Kedudukan Hukum Saksi Perempuan Dalam Akad Nikah (Studi Perbandingan Mazhab Hanafi dan Mazhab Syafi’i)

Jomi Saputra, 131209491 (2019) Kedudukan Hukum Saksi Perempuan Dalam Akad Nikah (Studi Perbandingan Mazhab Hanafi dan Mazhab Syafi’i). Skripsi thesis, UIN AR-RANIRY.

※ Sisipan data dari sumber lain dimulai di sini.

PR #1662, opened 2020-09-20
Optimize clipping calls #1661

### LINKED ISSUE #1661: Optimize Clipping Calls
Currently, every plot element is responsible for its own clipping. Many series use the `DrawClippedXxx(...)` extensions from the `RenderingExtensions` and that way sometimes set and reset clipping multiple times per render ([example](https://github.com/oxyplot/oxyplot/blob/1a6e9222ec5566f03295c97e4e2ecd4ef725182e/Source/OxyPlot/Series/BoxPlotSeries.cs#L329)).
Also, when you render many `Series` sharing the same axes, it wouldn't really be necessary to set and reset clipping every time.

Since #1645, we have some potential to reduce the amount of calls to `IRenderContext.PushClip(...)` and `IRenderContext.PopClip()` by moving the responsibility for the clipping out of the `Series` and `Annotation`s. 

**Specifically I propose to:**
- Remove the `DrawClippedXxx(...)` extensions
- Make `Series` and `Annotation`s completely oblivious to clipping
- Set and reset clipping in [`PlotModel.RenderAxes(...)`](https://github.com/oxyplot/oxyplot/blob/1a6e9222ec5566f03295c97e4e2ecd4ef725182e/Source/OxyPlot/PlotModel/PlotModel.Rendering.cs#L295) and [`PlotModel.RenderAnnotations(...)`](https://github.com/oxyplot/oxyplot/blob/1a6e9222ec5566f03295c97e4e2ecd4ef725182e/Source/OxyPlot/PlotModel/PlotModel.Rendering.cs#L279) respectively, avoiding setting and resetting where possible

**Why would this be desirable?**
- Depending on the platform there could be a more or less significant performance penalty involved with every clipping
- The file size of vector-based exports (especially SVG) can get bloated by many redundant clipping calls
- Rendering code in `Series` and `Annotations` could be simplified in some places, as it wouldn't have to worry about clipping any more

**Potential Problems**
- Removal of the `DrawClippedXxx(...)` extensions will involve some breaking changes for custom implementations. Sure, we could also just keep these, but I'd like to make people aware that they shouldn't be concerned with clipping anymore when implementing custom `Series` / `Annotations`.
- ` CandleStickAndVolumeSeries` - this is a bit of a weird one, because really it's two series in one and therefore needs to set different clipping areas during rendering. I would suggest to do a (hacky) fix for now and mark this as obsolete... I think people should be better off using individual `CandleStickSeries` and `VolumeSeries` anyway.
- (more might emerge once I refine the proof-of-concept implementation I currently have)

I will put together a PR soon so we can talk more specifically about the proposed changes.

Jonarw:
Fixes #1661.

### Checklist

- [ ] I have included examples or tests (there are enough examples demonstration clipping I think)

- Move responsibility for clipping out of the `Render` methods of `Series` and `Annotation`s
- Remove `DrawClippedXxx()` extensions
- Avoid unnecessary clipping calls

### Remarks

- The `PathAnnotation.ClipText` property for obvious reasons was broken by these changes. As it didn't quite seem to fit the overall design anyway and appears not to be very widely used, I decided to remove it. The only place that actually used this property was the Train Schedule example. As I quite liked this example I fixed it using an `Axis` for the station labels, which seems more sensible to me anyway.
- The `CandleStickAndVolumeSeries` could only be fixed by a rather ugly hack. If anything, this indicates to me that this series violates some of the design principles the library is built around, so I applied the hack and marked it as obsolete with the recommendation to use separate `CandleStickSeries` and `VolumeSeries` instead.
- I noticed that `Annotation`s could return different clipping rectangles depending on whether you use `Annotation.GetClippingRect()` or the `ITransposablePlotElement.GetClippingRect()` extension. As this is not an ideal situation, I slightly changed the design here to make it more consistent.

@oxyplot/admins

### DIFF
--- a/Source/Examples/ExampleLibrary/Examples/RenderingCapabilities.cs
+++ b/Source/Examples/ExampleLibrary/Examples/RenderingCapabilities.cs
@@ -807,7 +807,7 @@ namespace ExampleLibrary
 
             public override OxyRect GetClippingRect()
             {
-                return new OxyRect(0, 0, double.PositiveInfinity, double.PositiveInfinity);
+                return OxyRect.Everything;
             }
         }
     }
--- a/Source/Examples/ExampleLibrary/Examples/RenderingCapabilities.cs
+++ b/Source/Examples/ExampleLibrary/Examples/RenderingCapabilities.cs
@@ -804,7 +804,6 @@ namespace ExampleLibrary
             }
 
             /// <inheritdoc/>
-
             public override OxyRect GetClippingRect()
             {
                 return OxyRect.Everything;
--- a/Source/Examples/ExampleLibrary/Examples/RenderingCapabilities.cs
+++ b/Source/Examples/ExampleLibrary/Examples/RenderingCapabilities.cs
@@ -802,6 +802,13 @@ namespace ExampleLibrary
                 base.Render(rc);
                 this.Rendering(rc);
             }
+
+            /// <inheritdoc/>
+
+            public override OxyRect GetClippingRect()
+            {
+                return new OxyRect(0, 0, double.PositiveInfinity, double.PositiveInfinity);
+            }
         }
     }
 }
--- a/Source/Examples/ExampleLibrary/Misc/MiscExamples.cs
+++ b/Source/Examples/ExampleLibrary/Misc/MiscExamples.cs
@@ -243,7 +243,6 @@ namespace ExampleLibrary
                 PlotAreaBorderColor = OxyColors.LightGray,
             };
 
-
             var distanceAxis = new LinearAxis
             {
                 Position = AxisPosition.Left,
--- a/Source/Examples/ExampleLibrary/Misc/MiscExamples.cs
+++ b/Source/Examples/ExampleLibrary/Misc/MiscExamples.cs
@@ -23,6 +23,7 @@ namespace ExampleLibrary
     using OxyPlot.Axes;
     using OxyPlot.Series;
     using OxyPlot.Legends;
+    using System.Linq;
 
     [Examples("Misc")]
     public static class MiscExamples
@@ -239,19 +240,42 @@ namespace ExampleLibrary
                 Title = "Train schedule",
                 Subtitle = "Bergensbanen (Oslo-Bergen, Norway)",
                 IsLegendVisible = false,
-                PlotAreaBorderThickness = new OxyThickness(0),
-                PlotMargins = new OxyThickness(60, 4, 60, 40)
+                PlotAreaBorderColor = OxyColors.LightGray,
             };
-            model.Axes.Add(
-                new LinearAxis
-                {
-                    Position = AxisPosition.Left,
-                    Minimum = -20,
-                    Maximum = 540,
-                    Title = "Distance from Oslo S",
-                    IsAxisVisible = true,
-                    StringFormat = "0"
-                });
+
+
+            var distanceAxis = new LinearAxis
+            {
+                Position = AxisPosition.Left,
+                Minimum = -20,
+                Maximum = 540,
+                Title = "Distance from Oslo S",
+                IsAxisVisible = true,
+                StringFormat = "0",
+            };
+
+            model.Axes.Add(distanceAxis);
+
+            var stationAxis = new CustomAxis
+            {
+                MajorGridlineStyle = LineStyle.Solid,
+                MajorGridlineColor = OxyColors.LightGray,
+                Minimum = distanceAxis.Minimum,
+                Maximum = distanceAxis.Maximum,
+                Position = AxisPosition.Right,
+                IsPanEnabled = false,
+                IsZoomEnabled = false,
+                MajorTickSize = 0,
+            };
+
+            distanceAxis.AxisChanged += (sender, e) =>
+            {
+                stationAxis.Minimum = distanceAxis.ActualMinimum;
+                stationAxis.Maximum = distanceAxis.ActualMaximum;
+            };
+
+            model.Axes.Add(stationAxis);
+
             model.Axes.Add(
                 new TimeSpanAxis
                 {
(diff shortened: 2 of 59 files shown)


VisualMelon (commented):
Basically looks good to me. I'm glad that everything still has control over it's clipping rectangle, even if it doesn't set it.

Source/OxyPlot/Annotations/ImageAnnotation.cs
```diff
@@ -310,5 +298,16 @@ protected ScreenVector GetVector(PlotLength x, PlotLength y, PlotModel model)
...
+
+        /// <inheritdoc/>
+        public override OxyRect GetClippingRect()
+        {
+            if (this.X.Unit == PlotLengthUnit.Data || this.Y.Unit == PlotLengthUnit.Data)
+            {
+                return base.GetClippingRect();
+            }
+
+            return new OxyRect(0, 0, double.PositiveInfinity, double.PositiveInfinity);
```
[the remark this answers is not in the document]
Jonarw: > Should we introduce a standard Everything OxyRect (like DataPoint.Invalidate) to which we can compare in the code that sets the clipping rectangle to check it isn't an 'Everything' OxyRect?

Good idea!

> Also, the ImageSharp render context won't cope with out-of-bounds clipping rects

Actually I guess it doesn't have to when we implement your first suggestion.

> Thinking about it further, that would be useful if GetClippingRect where moved to PlotElement, but might also create confusion if it can't be used to splat a rectangle over the whole screen when passed as an argument to a drawing method (which I happen to do in some code I have, though I can't remember why). Perhaps a better option would be to use PlotModel.PlotBounds.

I am not quite sure I get your point here? We do clip to plot bounds anyway [here](https://github.com/Jonarw/oxyplot/blob/41b6c24ebff1bb646bdca62ad6fb3629461b72be/Source/OxyPlot/PlotModel/PlotModel.Rendering.cs#L49), so out-of-bounds clipping rects will be trimmed down [here](https://github.com/Jonarw/oxyplot/blob/41b6c24ebff1bb646bdca62ad6fb3629461b72be/Source/OxyPlot/Rendering/RenderContext/ClippingRenderContext.cs#L49).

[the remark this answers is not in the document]
VisualMelon: That last comment was a bit jumbled, I shouldn't worry about; trimming should cover everything smartly.

Source/OxyPlot/PlotModel/PlotModel.Rendering.cs
```diff
@@ -365,10 +360,38 @@ private void RenderSeries(IRenderContext rc)
...
+            this.RenderPlotElements(this.Series.Where(s => s.IsVisible), rc, series => series.Render(rc));
+        }
+
+        private void RenderPlotElements<T>(IEnumerable<T> plotElements, IRenderContext rc, Action<T> renderAction) where T: PlotElement
+        {
+            OxyRect? previousClippingRect = null;
+
+            foreach (var plotElement in plotElements)
+            {
+                var currentClippingRect = (plotElement as ITransposablePlotElement)?.GetClippingRect();
```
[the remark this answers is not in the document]
Jonarw: > Is there any reason we shouldn't move GetClippingRect to PlotElement? It doesn't make sense for this to be restricted to transposable elements.

I can remember considering this briefly, but for some reason I can't remember I decided against it. But if I think about it now it actually does make a lot of sense, so I'll give it a try.

> I'm a bit unsure that Annotation should implement ITransposablePlotElement directly (Series doesn't). TileMapAnnotation, for example, isn't transpoable, and we have to work around that in ExampleLibrary.Utilities.PlotModelUtilities.

Well `Series` doesn't even have `XAxis` and `YAxis` properties, which `Annotation` does have. I guess we could introduce a `IXyAxisPlotElement` and make `ITransposablePlotElement` inherit from this. `Annotation` would then only implement `IXyAxisPlotElement` and we'd have also have `TransposableAnnotation`. I'll give it a try and see how it looks.

Jonarw:
So this went a bit further than planned, but I do think the design makes more sense now.

Basically I realized that it can be problematic that the `Transform()` and `InverseTransform()` can not be overridden by `Series` and `Annotation`s, as they are defined as static extension methods. This made it kind of difficult to implement your feedback.
If I remember correctly the original goal of this design was to enable code sharing between `Series` and `Annotation`s. But I guess we can also have this with instance methods as long as we keep the actual functionality in a static utility method, which I've done in my latest commit.

Jonarw:
Should we disable/comment out the `TileMapAnnotation` and related examples for now as it is broken until someone puts in some effort to fix it?

VisualMelon:
@Jonarw feel free to disable them for the moment, but I take it there is no reason your changes make it unviable?

I'll and get some stuff done tomorrow (e.g. review this, tidy up the margin PR, fix maps): I'm a bit busy today.

Source/Examples/ExampleLibrary/Examples/RenderingCapabilities.cs
```diff
@@ -802,6 +802,13 @@ public override void Render(IRenderContext rc)
                 base.Render(rc);
                 this.Rendering(rc);
             }
+
+            /// <inheritdoc/>
+
```
VisualMelon, line 807: Weird space

Source/Examples/ExampleLibrary/Misc/MiscExamples.cs
```diff
@@ -239,19 +240,42 @@ public static PlotModel TrainSchedule()
...
-                new LinearAxis
-                {
-                    Position = AxisPosition.Left,
-                    Minimum = -20,
-                    Maximum = 540,
-                    Title = "Distance from Oslo S",
-                    IsAxisVisible = true,
-                    StringFormat = "0"
-                });
+
```
VisualMelon, line 245: More weird spacing

Source/OxyPlot/PlotModel/ITransposablePlotElement.cs
```diff
@@ -9,21 +9,10 @@
 
 namespace OxyPlot
 {
-    using OxyPlot.Axes;
-
     /// <summary>
     /// The TransposablePlotElement interface.
     /// </summary>
-    public interface ITransposablePlotElement : IPlotElement
+    public interface ITransposablePlotElement : IXyAxisPlotElement
```
VisualMelon, line 15: Given we are keeping this, we can probably re-fit the example library `PlotModelUtilites` without the hashsets.

Source/Examples/ExampleLibrary/Utilities/PlotModelUtilities.cs
```diff
@@ -55,7 +55,6 @@ public static class PlotModelUtilities
         /// </summary>
         private static readonly HashSet<Type> NonTransposableDataSpaceAnnotationTypes = new HashSet<Type>
         {
-            typeof(TileMapAnnotation),
```
VisualMelon, line 58: They aren't transposable, because we can't draw rotated images.

VisualMelon (commented):
Looks great now! Everything is so much tidier.

Source/Examples/ExampleLibrary/Utilities/PlotModelUtilities.cs
Jonarw: Yes, but `TileMapAnnotation` doesn't implement `ITransposablePlotElement`, therefore it should not even be considered to be transposable. But now that you mention this I do realize this check is never actually made in `PlotModelUtilities`. I will get on that.

Source/OxyPlot/PlotModel/ITransposablePlotElement.cs
Jonarw: For the annotations yes, but for `Series` I think for now we still need to hardcode `CandleStickAndVolumeSeries` and `OldCandleStickSeries`.

VisualMelon (approved):

Jonarw:
(rebased)

Issue #1400, opened 2019-10-20
Move code to oxyplot-contrib


objorke:
## Annotations
- any?

## Axes
- any?

## Series
- PieSeries
- OldCandleStickSeries
- all FinancialSeries?

VisualMelon:
`DateTimeAxis` would seem too important to evict; are there particular issues with it that need addressing?

objorke:
I agree that `DateTimeAxis` is important to have, striking it out now. But I have a feeling that there is a lot of issues related to it and there should probably be a re-design on how it works.

objorke:
`FunctionAxis` is very useful in simple examples and has been very stable. I suggest to keep it.

VisualMelon:
Regarding redesigning how DateTimeAxis works, I have been meaning for ages to implement a mechanism so that you can swap out the tick/label placing logic (i.e. put it behind an interface). This should (hopefully) allow for relatively easy implementation of things like #1241.

It would also be nice to be able to assign the label directly (i.e. rather than indicating where the tick is and letting the formatters deal with it), but that would be a big change. I'll put a proposal together to solicit comments at some point, or maybe I'll just finally get on and implement it.

PR #1667, opened 2020-09-27
Fix OpenStreetMap example (#1642)

### LINKED ISSUE #1642: TileMapAnnotation requires custom user agent on openstreet map.
### Steps to reproduce

1. Open Oxyplot.WindowsForms Example browser
2. Exceptions are thrown when loading the data 429

### Expected behaviour

Should show the map

### Actual behaviour
no Map

### Solution
Add a UserAgent to the request and limit the threads to max 2.

They updated their usage policy
https://operations.osmfoundation.org/policies/tiles/

VisualMelon:
Fixes #1642

### Checklist

- As per the suggestions in #1642 and the OSM policy documentation (https://operations.osmfoundation.org/policies/tiles/)
  - Limits the number of download threads for OSM to 2
  - Adds a configurable UserAgent defaulting to "OxyPlotExampleLibrary"

Setting the user agent is a bit unpleasant, but has been tested with the NET Framework 4.6.1 and NET Core 3.1 WinForms example browser.

@oxyplot/admins

### DIFF
--- a/CHANGELOG.md
+++ b/CHANGELOG.md
@@ -67,6 +67,7 @@ All notable changes to this project will be documented in this file.
 - Axes with `AxisPosition.None` make no contribution to margins (#1574)
 - `AngleAxis` has position `AxisPosition.All` by default (#1574)
 - Clipping API changed from SetClip(...) and ResetClip() to PushClip(...) and PopClip() (#1593)
+- Remove TileMapAnnotation examples from automated testing (#1667)
 
 ### Removed
 - Remove PlotModel.Legends (#644)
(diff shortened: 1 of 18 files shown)


VisualMelon:
I'm not sure what the rules on User-Agents for non-browsers are; someone with some awareness of web technologies might want to take a look. I'm also tempted to suggest we remove the tile map examples for the automated tests regardless of whether they work or not, because they depend on an external resource (and the downloading is the only bit isn't covered by other components).

Jonarw:
Yes I think it is a good idea to remove them from unit tests - if for some reason the tile server is not reachable we don't want our tests to fail because of that.

Unfortunately, I am not very knowledgeable about web technologies, but as long as it works I guess it's fine.

VisualMelon:
@Jonarw had a go at that. It's a bit ugly, but I don't know how much that matters.

Jonarw:
Looks fine to me, good to go from your side?

VisualMelon:
@Jonarw If you don't think the `ForAutomatedTest` postfix is too hideous, I have nothing more to add.

VisualMelon:
Actually, let me fix a couple of formatting things...

objorke:
See also #1400

PR #1669, opened 2020-09-27
Add netstandard2.0 target

### LINKED ISSUE #1668: Add netstandard2.0 target?
I recently studied this page for an unrelated project:
https://docs.microsoft.com/en-us/dotnet/standard/library-guidance/cross-platform-targeting

Especially this point I think is relevant for us:

> DO include a netstandard2.0 target if you require a netstandard1.x target.
> All platforms supporting .NET Standard 2.0 will use the netstandard2.0 target and benefit from having a smaller package graph while older platforms will still work and fall back to using the netstandard1.x target.

That is something that I actually did notice in the past, but never thought about it too much: when referencing OxyPlot from .NET Core a lot of Microsoft packages are added in the process. 
I guess it would be nice to avoid this, so I would propose to add the `netstandard2.0` target to the core library (and to all other libraries targeting any `netstandard1.x`, e.g. `OxyPlot.SkiaSharp`).

---

By the way, I think this other point should already be covered by our `net45` target:
> CONSIDER adding a target for net461 when you're offering a netstandard2.0 target.
> Using .NET Standard 2.0 from .NET Framework has some issues that were addressed in .NET Framework 4.7.2. You can improve the experience for developers that are still on .NET Framework 4.6.1 - 4.7.1 by offering them a binary that is built for .NET Framework 4.6.1.

Jonarw:
Fixes #1668 .

### Checklist

- Add `netstandard2.0` target to `OxyPlot`, `OxyPlot.SkiaSharp`, `OxyPlot.ImageSharp` and `ExampleLibrary`

@oxyplot/admins

### DIFF
--- a/CHANGELOG.md
+++ b/CHANGELOG.md
@@ -39,6 +39,7 @@ All notable changes to this project will be documented in this file.
 - IRenderContext.ClipCount property (#1593)
 - Additional parameters for HistogramSeries LabelFormatString
 - Absolute screen-space axis margins (#1569)
+- netstandard2.0 TargetFramework (#1668)
 
 ### Changed
 - Legends model (#644)
--- a/Source/Examples/ExampleLibrary/ExampleLibrary.csproj
+++ b/Source/Examples/ExampleLibrary/ExampleLibrary.csproj
@@ -1,7 +1,7 @@
 ﻿<Project Sdk="Microsoft.NET.Sdk">
 
   <PropertyGroup>
-    <TargetFrameworks>netstandard1.0;net45</TargetFrameworks>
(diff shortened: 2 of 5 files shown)


VisualMelon:
We can ignore snyk. I think so long as this builds and runs then it's good to ship.

objorke:
I have tried to deactivate the snyk scan, let us see on the next PR...

VisualMelon:
@objorke it's not a problem; I only commented to documented that it was expected and it wasn't highlighting an actual concern (i.e. I'd personally checked the manifest changes weren't dodgy).

PR #608, opened 2016-09-07
Show the change detection strategy bare instead of in an accordion.

### LINKED ISSUE #607: Display change detection strategy in the component info header
Currently the change detection strategy is shown in a _Change Detection_ accordion. It is only one line's worth of information, so it should be displayed on its own without the accordion.

xorgy:
This resolves #607


clbond:
:ship: :it:

PR #612, opened 2016-09-08
Move @Input info to the state editor, remove the Inputs accordion.

### LINKED ISSUE #605: Integrate the Inputs accordion information with the state editor.
We would like to show `@Input()` decorations in the State editor to improve the semantic mapping between the source representation and the debug view.

xorgy:
This resolves #605


clbond:
Nice! Runs perfectly. Great job.

PR #615, opened 2016-09-08
Resolve issue with $a not being defined on regular elements (only components)

clbond:


igor-ka:
@clbond LGTM :shipit:

xorgy:
:shipit:

PR #616, opened 2016-09-08
Move @Output() to State view just like @Input() now is

clbond:


src/communication/message-factory.ts
```diff
@@ -154,7 +156,7 @@ export abstract class MessageFactory {
       messageResponseId: message.messageId,
       serialize: serialization,
       content: response instanceof Error ? null : prepare(),
-      error: response instanceof Error ? prepare() : null
+      error: response instanceof Error ? prepareError(response) : null
     });
```
clbond: This is not part of the @Output() change but it is important nonetheless. If an uncaught exception happens, it doesn't get serialized properly in some instances

xorgy: Thanks for noting, I was wondering why this line was changing again. ;- )

src/frontend/components/render-state/render-state.css
```diff
@@ -0,0 +1,56 @@
+.emitter {
+  position: relative;
+  display: flex;
+  width: 100%;
+  border-radius: 2px;
+  box-shadow: none;
+  -webkit-transition: all 0.4s linear;
```
xorgy: Prefixed rules are not necessary since we're only deploying in chrome, and as a stretch, WebKit browsers from this decade.

src/frontend/utils/input-output.ts
```diff
@@ -0,0 +1,3 @@
+export interface InputOutput {
+  [key: string]: {alias: string};
```
xorgy: Now that I look at it, since you're using `hasOwnProperty` you can just make it a map directly to string instead of refcell of string.

xorgy:
Looks mostly good aside from the nitpicks I've raised. If those are addressed then it's good to go in my book.

src/frontend/components/render-state/render-state.html
```diff
@@ -4,19 +4,37 @@
...
+    <span class="info-key" [ngClass]="{output: classification(k) === StateClassification.Output}">
       <div [ngClass]="{
         expander: true,
         rotate90: !expanded(k),
-        transparent: keys(state[k]).length == 0
+        transparent: keys(state[k]).length === 0,
+        'display-none': hideExpander(k)
       }"></div>
-      <span *ngIf="level === 0 && inputs[k]" class="primary-color">@Input(<span class="info-value" [hidden]="!inputs[k].alias">'{{ inputs[k].alias }}'</span>)&nbsp;</span>{{k}}:
+      <span [ngSwitch]="classification(k)" class="primary-color">
```
xorgy: You should be very careful with whitespace here, especially if there might be a mismatch to the equivalent whitespace in the StateValues template.

src/frontend/components/render-state/render-state.ts
```diff
@@ -40,14 +80,19 @@ export class RenderState {
...
-
-    $event.preventDefault();
-    $event.stopPropagation();
+  private classification(key: string): StateClassification {
+    if (this.level === 0) {
+      if (this.inputs.hasOwnProperty(key)) {
+        return StateClassification.Input;
+      }
+      else if (this.outputs.hasOwnProperty(key)) {
+        return StateClassification.Output;
```
xorgy: Maybe these could be queried separately. There is no case where a property name at level 0 can be both `@Input` and `@Output` so you might as well test them separately in the template.

src/communication/message-factory.ts
igor-ka: In the future if the specific change is unrelated, let's do a separate PR/issue for it. Let me know if i am missing something.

[thumbnail of Kedudukan Hukum Saksi Perempuan Dalam Akad Nikah (Studi Perbandingan Mazhab Hanafi dan Mazhab Syafi’i)]
Preview
Text (Kedudukan Hukum Saksi Perempuan Dalam Akad Nikah (Studi Perbandingan Mazhab Hanafi dan Mazhab Syafi’i))
Jomi Saputra, 131209491, FSH, SPM, 081242470074.pdf - Published Version
Available under License Creative Commons Attribution.

Download (6MB) | Preview

Abstract

Pelaksanaan akad nikah akan sah apabila ada dua orang saksi yang menyaksikan akad nikah tersebut. Menurut Imam Hanafi saksi dalam akad nikah tidak harus bersifat adil, orang fasik boleh menjadi saksi. Sedangkan menurut Imam syafi’I saksi nikah haruslah orang yang bersifat adil dan harus dua orang laki-laki. Dari latar belakang tersebut melahirkan dua rumusan masalah yaitu, bagaimana metode yang digunakan Imam Hanafi dan Syafi’i tentang saksi perempuan dalam akad nikah dan apa unsur-unsur perbedaan pendapat imam Hanafi dan Syafi’i tentang saksi nikah. Metode penelitian yang digunakan adalah metode penelitian komparatis, yaitu metode upaya membandingkan hasil yang diperoleh, sehingga dicapai sebuah kesimpulan sebagai penyelesaian dari pokok permasalahan ini. Tujuan penelitian ini adalah untuk mengetahui metode yang digunakan Imam Hanafi dan Syafi’i tentang saksi perempuan dalam akad nikah dan untuk mengetahui unsur-unsur perbedaan pendapat imam Hanafi dan Syafi’i tentang saksi nikah. Hasil penelitian menunjukkan bahwa, pertama metode istinbath mazhab Hanafi mencukupkan kesaksian seorang perempuan berdasarkan hadits Nabi “Bahwasannya Nabi SAW membolehkan kesaksian seorang bidan (atas kelahiran bayi) sendiriannya. Sedangkan metode istinbath imam Syafi’i mengharuskan paling sedikit adanya empat orang saksi perempuanberdasarkan hadist Dari Zuhri, bahwa tidak boleh menjadi saksi seorang perempuan dalam dalam masalah hudud,dan tidak boleh dalam masalah pernikah dan juga masalah thalak. Kedua, unsur perbedaan pendapat imam Hanafi dan Syafi’I tentang saksi nikah ialah berbeda dalam mengistibathkan hukum dari 2 hadist yang berbeda sehingga Imam Hanafi membolehkan kesaksian perempuan dalam akad nikah yaitu satu berbanding dua. Sedangkan Imam Syafi’i saksi nikah harus laki-laki, dan apabila mengharuskan perempuan maka perempuan tersebut harus berjumlah 4 orang.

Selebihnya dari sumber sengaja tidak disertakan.